Curator of "The Wumpus Organization"

Tuesday, March 07, 2006

Still on the Numbers kick . . .

Ever read a passage that is just . . . strange?

Jewish tradition holds that there are four laws in the Torah that do not make much sense and Numbers 19 describes one of those. First find an incredibly rare red cow, kill it, sprinkle people with it’s ashes to make them clean . . .

Moo! Moo!!

Jewish Heritage Online Magazine does an exposition on this chapter which makes some interesting points and adds some interesting cultural context about the Israelite tribe moving about in the desert. Things like this: dead things can curse (or even possess someone) was common belief in the pagan world–and we know how much the Israelites like to graft pagan religions, the red cow was a mechanism to address and adapt these belief patterns. That’s an interesting statement about God using the current cultural for his own means (like the NT using Tartarus as a synonym for hell). The article says the red cow may be for penitence for their earlier sin of the golden calf or that the story is “reflection of the tension between body and soul.”

For if the blood of goats and bulls and the ashes of a young cow sprinkled on those who are defiled consecrated them and provided ritual purity, how much more will the blood of Christ, who through the eternal Spirit offered himself without blemish to God, purify our consciences from dead works to worship the living God.

There’s our cow in the new testament, by golly, so there is yet more to this. Matthew Henry (c. 1700) wrote the following notes on this chapter that do well to help understand the spiritual significance of the chapter including the rite and rules around using the ashes to clean people contaminated by death.

Verses 1-10 The heifer was to be wholly burned. This typified the painful sufferings of our Lord Jesus, both in soul and body, as a sacrifice made by fire, to satisfy God's justice for man's sin. These ashes are said to be laid up as a purification for sin, because, though they were only to purify from ceremonial uncleanness, yet they were a type of that purification for sin which our Lord Jesus made by his death. The blood of Christ is laid up for us in the word and sacraments, as a fountain of merit, to which by faith we may have constant recourse, for cleansing our consciences.

Verses 11-22 Why did the law make a corpse a defiling thing? Because death is the wages of sin, which entered into the world by it, and reigns by the power of it. The law could not conquer death, nor abolish it, as the gospel does, by bringing life and immortality to light, and so introducing a better hope. As the ashes of the heifer signified the merit of Christ, so the running water signified the power and grace of the blessed Spirit, who is compared to rivers of living water; and it is by his work that the righteousness of Christ is applied to us for our cleansing. Those who promise themselves benefit by the righteousness of Christ, while they submit not to the grace and influence of the Holy Spirit, do but deceive themselves; we cannot be purified by the ashes, otherwise than in the running water. What use could there be in these appointments, if they do not refer to the doctrines concerning the sacrifice of Christ? But comparing them with the New Testament, the knowledge to be got from them is evident. The true state of fallen man is shown in these institutions. Here we learn the defiling nature of sin, and are warned to avoid evil communications.

What is Hebrews teaching?

One of the most important points in Hebrews is that Jesus is the superior priest and superior atonement for our sin. “How much more will the blood of Christ, who through the eternal Spirit offered himself without blemish to God, purify our18 consciences from dead works to worship the living God” it proclaims.

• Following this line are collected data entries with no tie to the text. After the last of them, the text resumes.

PR #11470, opened 2026-05-26
feat: namespace graduation using backup/restore

tsmith023:
#### What this does

"Namespace graduation" means lifting one namespaces's data out of a shared multi-namespace cluster and standing it up on its own dedicated cluster, where namespaces are turned off. Today there's no way to do this: a backup grabs the whole cluster, and a restore puts every name back with its `<namespace>:` prefix still attached — which a namespace-disabled cluster can't host.

This PR adds Stage 1 of graduation by extending the existing backup/restore flow. Two new request fields do the work:

- **`includeUsers`** (on backup) — pick which dynamic DB users to include, using the same `*`/`?` wildcards that `include` already uses for collections (e.g. `["ns1:*"]`).
- **`shouldStripNamespaces`** (on restore) — drop the `<namespace>:` prefix from every collection, alias, cross-reference, and user as it lands on the target.

No new transport and no new RAFT command — the rename rides the existing restore path.

#### How it works

- **Strip before RAFT.** `RestoreClass` rewrites the class name, alias names, cross-reference property data types, and shard index ID *before* proposing the change, so the name replicated across the cluster is already bare. The node's local staging directory uses that same stripped name so the file move finds it. The object-storage paths keep the original name (they're fixed at upload time) — only the local directory is renamed.
- **Cross-references stay intact.** A cross-reference's data type is stored namespace-qualified (`ns1:Directors`), so stripping it keeps a graduated collection's refs from dangling against the now-bare target. The ref *beacons* inside stored objects are already namespace-free on disk, so no object data is rewritten — stripping the schema is sufficient.
- **User permissions.** `includeUsers` needs its own permission, so `PermissionBackups` gains an optional `User` field, mutually exclusive with `Collection` (same shape as `PermissionNodes`). This adds a new `backups/users/<id>` resource.
- **Safe by default.** On backup, when `includeUsers` is empty nothing changes — the whole-cluster snapshot and existing collection-only roles keep working, and the user-permission check runs only when users are requested. On restore, the user-permission check (`backups/users/*`) runs whenever the request opts into restoring users (`usersOptions` other than `noRestore`); the default `noRestore` leaves existing restore flows untouched.
- **Drive-by fix.** Permission validation now accumulates errors across all permission inputs (`errors.Join(multiErr, …)`) instead of silently keeping only the last — a latent bug surfaced while adding the `Collection`/`User` mutual-exclusion check.

### Review checklist


openapi-specs/schema.json
```diff
@@ -2414,6 +2433,10 @@
         "overwriteAlias": {
           "description": "Allows ovewriting the collection alias if there is a conflict",
           "type": "boolean"
+        },
+        "shouldStripNamespaces": {
```
dirkkul: Do we need this? I think it should happen automatically depending if the cluster has namespaces enabled or not. Restoring with namespaces if the cluster has no namespaces does not make sense

openapi-specs/schema.json
```diff
@@ -2274,6 +2279,13 @@
             "type": "string"
           }
         },
+        "includeUsers": {
```
dirkkul, line 2282: Does this support wildcards? If yes, could you add it to docstring?

adapters/handlers/rest/authz/validation_test.go
```diff
@@ -153,6 +153,38 @@ func TestValidatePermissions(t *testing.T) {
 				},
 			},
 		},
+		{
+			name: "backups permission cannot set both collection and user",
```
dirkkul, line 157: am at the start of the review, but why?

usecases/auth/authentication/apikey/db_users.go
```diff
@@ -415,6 +415,19 @@ func (c *DBUser) GetUsers(userIds ...string) (map[string]UserView, error) {
 	return users, nil
 }
 
+// ListAllUsers returns storage keys (qualified "namespace:userId" form, see
+// [MakeUserKey]) — directly matchable against backup includeUsers selectors.
+func (c *DBUser) ListAllUsers() []string {
```
dirkkul, line 420: Bit unsure about the flow here.

So we add a new public method `ListAllUsers` that backups calls, does something with it (resolving wildcards I think) to then pass it back into Snapshot(). Wouldn't make more sense to do everything in Snapshot? Eg just forward whatever the user passed to backup to Snapshot and then handle everything in there? Makes it also much easier to UnitTest

usecases/auth/authentication/apikey/db_users.go
```diff
@@ -569,18 +582,81 @@ func (c *DBUser) validateStrongHash(key, secureHash, userId string) error {
...
+func filterDBUserData(src dbUserdata, ids []string) (dbUserdata, error) {
+	keep := make(map[string]struct{}, len(ids))
+	for _, id := range ids {
+		if _, ok := src.Users[id]; !ok {
+			return dbUserdata{}, fmt.Errorf("dynamic user %q not found in snapshot source", id)
+		}
+		keep[id] = struct{}{}
+	}
+
+	out := dbUserdata{
```
dirkkul, line 619: Can you use `restoreAllFields` here?

usecases/schema/namespacing/resolver.go
```diff
@@ -234,6 +234,37 @@ func StripOwnNamespace(principal *models.Principal, name string) string {
 	return strings.TrimPrefix(name, principal.Namespace+schema.NamespaceSeparator)
 }
 
+// StripNamespacePrefix drops the leading "<namespace>:" from name, cutting on
+// the first separator only; bare names pass through. Unlike [StripOwnNamespace]
+// it is not principal-bound — graduation restore strips each id by itself.
+func StripNamespacePrefix(name string) string {
```
dirkkul: This is a duplicate of StripQualification

usecases/schema/namespacing/resolver.go
```diff
@@ -234,6 +234,37 @@ func StripOwnNamespace(principal *models.Principal, name string) string {
...
+	if !found {
+		return name
+	}
+	return after
+}
+
+// StripPropertyDataTypes removes the "<namespace>:" prefix from cross-ref
+// Property.DataTypes in place — the graduation-restore inverse of
+// [QualifyPropertyDataTypes].
+func StripPropertyDataTypes(properties []*models.Property) {
```
dirkkul, line 249: There is a similar function `QualifyPropertyDataTypes` the already walks the crossRefs. Can you reuse it?

usecases/auth/authorization/conv/casbin_types.go
```diff
@@ -124,6 +126,16 @@ func CasbinBackups(class string) string {
 	return fmt.Sprintf("%s/collections/%s", authorization.BackupsDomain, class)
 }
 
+// CasbinBackupUsers builds the resource for user-scoped backup permissions.
+// Unlike CasbinBackups, no uppercasing — user ids are case-sensitive.
+func CasbinBackupUsers(user string) string {
```
dirkkul, line 131: Would be nice if this would have been an extra PR to keep it reviewable. But probably too difficult now to extract

usecases/backup/backupper.go
dirkkul, line 141: I think it would be good if we could add here that the backup was for a namespaced cluster or not. No need to expose this in the APIs but then we could check on restore

usecases/auth/authentication/apikey/db_users.go
```diff
@@ -415,6 +415,19 @@ func (c *DBUser) GetUsers(userIds ...string) (map[string]UserView, error) {
 	return users, nil
 }
```
dirkkul, line 416: I think the changes in this file deserve new unit tests

adapters/handlers/rest/authz/validation.go
```diff
@@ -38,44 +38,51 @@ func validatePermissions(allowEmpty bool, permissions ...*models.Permission) err
...
-				multiErr = errors.Join(schema.ValidateTenantNameIncludesRegex(*dataInput.Tenant))
+				multiErr = errors.Join(multiErr, schema.ValidateTenantNameIncludesRegex(*dataInput.Tenant))
 			}
 		}
 
-		if backupsInput != nil && backupsInput.Collection != nil {
-			_, err := schema.ValidateClassNameIncludesRegex(*backupsInput.Collection)
-			multiErr = errors.Join(err)
+		if backupsInput != nil {
+			// Collection and User are a discriminated union (see conv.policy).
```
bevzzz, line 68: question: is `conv.policy` a name of a file? or a struct field?

adapters/handlers/rest/handlers_backup.go
```diff
@@ -219,16 +220,17 @@ func (s *backupHandlers) restoreBackup(params backups.BackupsRestoreParams,
...
+		Backend:               params.Backend,
+		Include:               params.Body.Include,
+		Exclude:               params.Body.Exclude,
+		NodeMapping:           params.Body.NodeMapping,
+		Compression:           compressionFromRCfg(params.Body.Config),
+		Bucket:                bucket,
+		Path:                  path,
+		RbacRestoreOption:     roleOption,
+		UserRestoreOption:     userOption,
+		ShouldStripNamespaces: params.Body.ShouldStripNamespaces,
```
bevzzz:
```suggestion
		StripNamespaces: params.Body.StripNamespaces,
```

nit: "should" seems redundant here. As an example, the corresponding parameter in SchemaManager.RestoreClass is `stripNamespaces bool`.

test/acceptance/namespace/graduation_test.go
```diff
@@ -0,0 +1,291 @@
...
+	)
+	adminAuth := helper.CreateAuth(adminKey)
+
+	// Phase 1 — seed two namespaces, each with one class (+ data), one
+	// alias, and one dynamic user.
+	helper.CreateNamespace(t, ns1, adminKey)
+	helper.CreateNamespace(t, ns2, adminKey)
+	t.Cleanup(func() {
+		// Best-effort: bare survivors first, namespaced state second; ref
+		// source (Movies) before ref target (Directors).
```
bevzzz: nit: this comment is probably redundant, how the cleanup is done is secondary to the test

test/acceptance/namespace/graduation_test.go
```diff
@@ -0,0 +1,291 @@
...
+func assertUserNotFound(t *testing.T, userID, key string) {
+	t.Helper()
+	_, err := helper.Client(t).Users.GetUserInfo(
+		users.NewGetUserInfoParams().WithUserID(userID),
+		helper.CreateAuth(key),
+	)
+	require.Error(t, err, "expected user %q to be absent", userID)
+	var nf *users.GetUserInfoNotFound
+	require.True(t, errors.As(err, &nf),
+		"expected user %q to return 404, got %T: %v", userID, err, err)
```
bevzzz:
```suggestion
	require.ErrorIs(t, err, &nf)
```

suggestion: [`require.ErrorIs`](https://pkg.go.dev/github.com/stretchr/testify/require#ErrorIs) will generate an informative error message for you

usecases/auth/authentication/apikey/db_users.go
```diff
@@ -599,11 +675,86 @@ func (c *DBUser) Restore(snapshot []byte) error {
...
+	}
+
 	c.data = restoreAllFields(snapshotRestore.Data)
 
 	return nil
 }
 
+// stripDBUserNamespace drops the "<namespace>:" prefix from every id-bearing
+// field; foreign-prefix or bare ids pass through. A post-strip collision
+// errors with an empty result — silent overwrite would corrupt credentials.
```
bevzzz: nit: "id-bearing field" could be "field containing an ID"

issue: the wording in "a post-strip collision" is a bit dense. I was only able to understand having the PR description as a context. 

question: what's a "foreign-prefix"

usecases/auth/authentication/apikey/db_users.go
```diff
@@ -599,11 +675,86 @@ func (c *DBUser) Restore(snapshot []byte) error {
...
+			cp.Id = newID
+			cp.Namespace = ""
+		}
+		out.Users[newID] = cp
+	}
+
+	for id, v := range src.SecureKeyStorageById {
+		newID := namespacing.StripNamespacePrefix(id)
+		if _, exists := out.SecureKeyStorageById[newID]; exists {
+			return dbUserdata{}, fmt.Errorf("namespace strip would alias SecureKeyStorageById under %q", newID)
```
bevzzz:
```suggestion
			return dbUserdata{}, fmt.Errorf("SecureKeyStorageById %q already exists in a different namespace", id)
```

suggestion: highlight the error condition. 

A statement `namespace strip would alias SecureKeyStorageById under "dyma-key"` applies to both the happy and the error case.

usecases/auth/authentication/apikey/db_users.go
```diff
@@ -599,11 +675,86 @@ func (c *DBUser) Restore(snapshot []byte) error {
...
+		out.IdToIdentifier[newID] = v
+	}
+	for id := range src.UserKeyRevoked {
+		newID := namespacing.StripNamespacePrefix(id)
+		if _, exists := out.UserKeyRevoked[newID]; exists {
+			return dbUserdata{}, fmt.Errorf("namespace strip would alias UserKeyRevoked under %q", newID)
+		}
+		out.UserKeyRevoked[newID] = struct{}{}
+	}
+	// IdentifierToId is value-keyed by user id; rewrite the value.
```
bevzzz:
```suggestion
	// IdentifierToId is keyed by user id; rewrite the value.
```

nit: "keyed" sounds less ambiguous

usecases/backup/backend.go
```diff
@@ -333,11 +337,15 @@ Loop:
...
 		u.log.Info("start uploading dynamic user backups")
-		descrp, err := u.dynUserSourcer.Snapshot()
+		descrp, err := u.dynUserSourcer.Snapshot(u.users...)
 		if err != nil {
 			return err
 		}
 		desc.UserBackups = descrp
+	} else if len(u.users) > 0 {
+		// includeUsers was set but no sourcer is wired on this participant —
+		// fail loudly rather than ship a missing UserBackups blob.
```
bevzzz:
```suggestion
		// fail fast rather than ship a missing UserBackups blob.
```

nit^2 (nit squared): this error is not "louder" that any other error

usecases/backup/backend_test.go
```diff
@@ -837,6 +837,108 @@ func TestReadAndUnzipChunk_TrailingBytes(t *testing.T) {
 	assert.Equal(t, fileContent, got)
 }
 
+// TestFileWriter_Write_MaterializedNameAlignment pins the load-bearing
```
bevzzz: issue: load-bearing

usecases/auth/authentication/apikey/db_users.go
```diff
@@ -569,18 +582,81 @@ func (c *DBUser) validateStrongHash(key, secureHash, userId string) error {
...
+		}
+		if _, ok := src.UserKeyRevoked[id]; ok {
+			out.UserKeyRevoked[id] = struct{}{}
+		}
+		if v, ok := src.ImportedApiKeysWeakHash[id]; ok {
+			out.ImportedApiKeysWeakHash[id] = v
+		}
+	}
+
+	// IdentifierToId is value-keyed by user id; filter by value.
```
bevzzz:
```suggestion
	// IdentifierToId is keyed by user id; filter by value.
```

openapi-specs/schema.json
tsmith023: I thought I'd introduce it for flexibility. I suppose the only journey where you'd want to strip namespaces on a namespace cluster is if you wanted some kind of global namespace. Is this even a genuine journey though, wdyt?

openapi-specs/schema.json
tsmith023: Yes it does, will add

adapters/handlers/rest/authz/validation_test.go
tsmith023: It's a discriminated union so we can have `backups/collections/{collection}` and `backups/users/{user}` separately provided through a single permission

Alternatively, we could introduce `PermissionBackupsCollection` and `PermissionBackupsUser` but I thought that would be overkill and a lot of boilerplate in comparison to piggybacking off `PermissionBackups`

openapi-specs/schema.json
dirkkul: > I thought I'd introduce it for flexibility. I suppose the only journey where you'd want to strip namespaces on a namespace cluster is if you wanted some kind of global namespace. Is this even a genuine journey though, wdyt?

I dont think so and if it becomes one at some point we could add the parameter then

usecases/auth/authentication/apikey/db_users.go
tsmith023: This method was redundant but I've since changed the process so that resolving the users in the scheduler actually has value. In order to suitably authZ the restore process, the list of users is now added to the distributed backup descriptor and is used on restoration by the coordinator to gate authZ on its side. The UsersBackup field is still populated from the same early-resolved value so they are in sync

usecases/auth/authorization/conv/casbin_types.go
tsmith023: It's somewhat coupled since a user specifying the users to backup needs to have the authZ available. I suppose I could pull out the authZ and we merge that first, would that be welcome?

usecases/schema/namespacing/resolver.go
tsmith023: I see that it depends on the `principal` which would need to be injected through `Restore`, I'll look into it

tsmith023: Ahh, you mean to re-use the cref walking. Will do

usecases/backup/backupper.go
tsmith023: This would need a decent amount of prop-drilling to get it from the config into here. What would be the journey that this helps to achieve? If we don't serve that journey now, can we add it later once it's needed?

usecases/auth/authentication/apikey/db_users.go
tsmith023: The logic could be inverted so that we'd restore all fields then remove those that should be absent but then that's just the inverse of what is implemented here so: [insert-british-idiom](https://en.wiktionary.org/wiki/six_of_one,_half_a_dozen_of_the_other). wdyt?

adapters/handlers/rest/authz/validation.go
tsmith023: It's the private method `policy` of the `conv` package: `usecases/auth/authorization/conv/casbin_types.go#L272`. I'll update the comment to make it clearer

adapters/handlers/rest/handlers_backup.go
tsmith023: Gonna remove this bool given the point of Dirk in the above

usecases/auth/authentication/apikey/db_users.go
tsmith023: foreign-prefix in this context is any non-namespace prefix, will change to be clearer

tsmith023:
Closing in favour of https://github.com/weaviate/weaviate/pull/11924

Isn’t is amazing that something so long ago before finds it’s meaning fulfilled in Christ? The insufficiency of the Levitical priesthood (remember the priest would become ceremonially unclean) and the inadequacy of the ritual cleaning (Christ’s sacrifice is final) is found here.

Other interesting notes:
        •        Only sacrifice where the blood is also burnt in the sacrifice.
        •        The priest gets transfered uncleanliness from the sacrifice for an evening–Wesley notes that this shows the imperfection of the Levitical priesthood and why the high priest, Aaron, does not perform this ritual.
        •        Cedar wood, hyssop, and scarlet are used in cleansing ceremony of a leper all which have significance.

Boring Commentaries:
        •        http://eword.gospelcom.net/comments/
        •        http://www.enduringword.com/commentaries/0419.htm
        •        http://www.godrules.net/library/clarke/clarkenum19.htm

Also interesting Jewish takes:
        •        http://www.templeinstitute.org/red_heifer/introduction.htm
        •        http://www.templeinstitute.org/red_heifer/red_heifer_contents.htm
        •        http://www.jhom.com/topics/color/heifer.htm

(Wiki-pedia notes the tradition that “only nine red heifers were actually slaughtered in the period extending from Moses to the destruction of the Second Temple” due it it’s “absolute rarity.”)

By the bye, the four traditional paradoxes are:
        •        The ritual of the red heifer (Numbers 19)
        •        The requirement of a man to marry the widow of his childless brother (Deut. 25:5-10)
        •        The injunction against wearing garments woven of different threads (Deut. 22:11)
        •        The sending of the goat into the wilderness to Azazel (Lev. 16).
        (grafted from the JHOM article)

moo! Moo!! Hebrews 9:13-14

1 Comments:

Blogger Can Opener Boy said...

Somehow I missed this when your dream posts came out.

This is good rich heady stuff. Like a good beer!